Acquiring a pre-trained voice feature extraction model, wherein the voice feature extraction model comprises an embedded layer, an encoder and a decoder which are connected in sequence;

performing vectorization processing on the voice data to be recognized through the embedding layer to obtain an embedding vector corresponding to the voice data to be recognized;

extracting features of the embedded vectors through the encoder to obtain voice coding features of the voice data to be recognized;

and extracting the characteristics of the voice coding characteristics through the decoder to obtain voice decoding characteristics of the voice data to be recognized.

11. The method according to claim 1, wherein the feature extraction of the speech reference text to obtain text coding features of the speech reference text comprises:

acquiring a pre-trained text feature extraction model, wherein the text feature extraction model comprises an embedded layer and an encoder;

performing vectorization processing on the voice reference text through the embedding layer to obtain an embedding vector corresponding to the voice reference text;

and extracting the characteristics of the embedded vector through the encoder to obtain the text coding characteristics of the voice reference text.

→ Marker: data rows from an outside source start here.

PR #284, opened 2022-06-09
Poetry

hartytp:
Add poetry-based workflow.

I found this really helpful for making it easy to format the code, run tests, etc without having access to the OITG internal conda packages.

I'd be happy to change the CI to be based on the poetry workflow if there is interest? The advantage I see from that is not having to maintain a docker image just for testing.

### DIFF
--- a/pyproject.toml
+++ b/pyproject.toml
@@ -1,0 +1,42 @@
+[tool.poetry]
+name = "ndscan"
+version = "v0.2.0"
+description = "N-dimensional scans for ARTIQ"
+authors = ["David Nadlinger <david.nadlinger@physics.ox.ac.uk>"]
+license = "LGPLv3+"
+
+[tool.poetry.dependencies]
+python = "~3.8"
+numpy = "^1.22.4"
+h5py = "^3.7.0"
+pyqtgraph = "^0.12.4"
+PyQt5 = "^5.15.6"
+PyQt5-Qt5 = "^5.15.2"
+PyQt5-sip = "^12.10.1"
+qasync = "^0.23.0"
+artiq = {git = "https://github.com/m-labs/artiq.git"}
+sipyco = {git = "https://github.com/m-labs/sipyco.git"}
+oitg = {git = "https://github.com/oxfordiontrapgroup/oitg.git"}
+
+[tool.poetry.dev-dependencies]
+unittest = "^0.0"
+yapf = "^0.32.0"
+flake8 = "^4.0.1"
+toml = "^0.10.2"
+
+[tool.poetry-dynamic-versioning]
+enable = true
+vcs = "git"
+style = "pep440"
+format-jinja = "{{ base }}.{{ distance }}+g{{ commit }}"
+pattern = "^(?P<base>\\d+(\\.\\d+)*)"
+
+[build-system]
+requires = ["poetry-core>=1.0.0", "poetry-dynamic-versioning"]
+build-backend = "poetry.core.masonry.api"
+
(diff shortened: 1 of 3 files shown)


hartytp:
@pmldrmota am I okay to merge this? I found it helpful when running tests etc since we don't have access to the conda packages.

pmldrmota:
From my side sure, I see no reason why not.

dnadlinger:
Please don't.

hartytp:
> Please don't without further discussion.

12. A speech recognition apparatus, comprising:

the data acquisition module is configured to acquire voice data to be recognized and voice reference text corresponding to the voice data to be recognized;

the voice decoding module is configured to perform feature extraction on the voice data to be recognized to obtain voice decoding features of the voice data to be recognized, and predict first text probability distribution of the voice data to be recognized according to the voice decoding features;

the text coding module is configured to extract the characteristics of the voice reference text to obtain text coding characteristics of the voice reference text, and predict second text probability distribution of the voice data to be recognized according to the similarity of the text coding characteristics and the voice decoding characteristics;

the probability fusion module is configured to carry out weighted fusion on the text coding features according to the second text probability distribution to obtain fusion coding features of the voice reference text; mapping the fusion coding feature and the voice decoding feature to obtain a weight coefficient for carrying out weighted fusion on the first text probability distribution and the second text probability distribution; weighting and fusing the first text probability distribution and the second text probability distribution according to the weight coefficient to obtain comprehensive text probability distribution of the voice data to be recognized;

And the text selection module is configured to select target text serving as a voice recognition result of the voice data to be recognized from candidate texts according to the comprehensive text probability distribution.

13. A computer readable medium having stored thereon a computer program which, when executed by a processor, implements the speech recognition method of any of claims 1 to 11.

14. An electronic device, comprising:

a processor; and

a memory for storing executable instructions of the processor;

wherein the processor is configured to perform the speech recognition method of any one of claims 1 to 11 via execution of the executable instructions.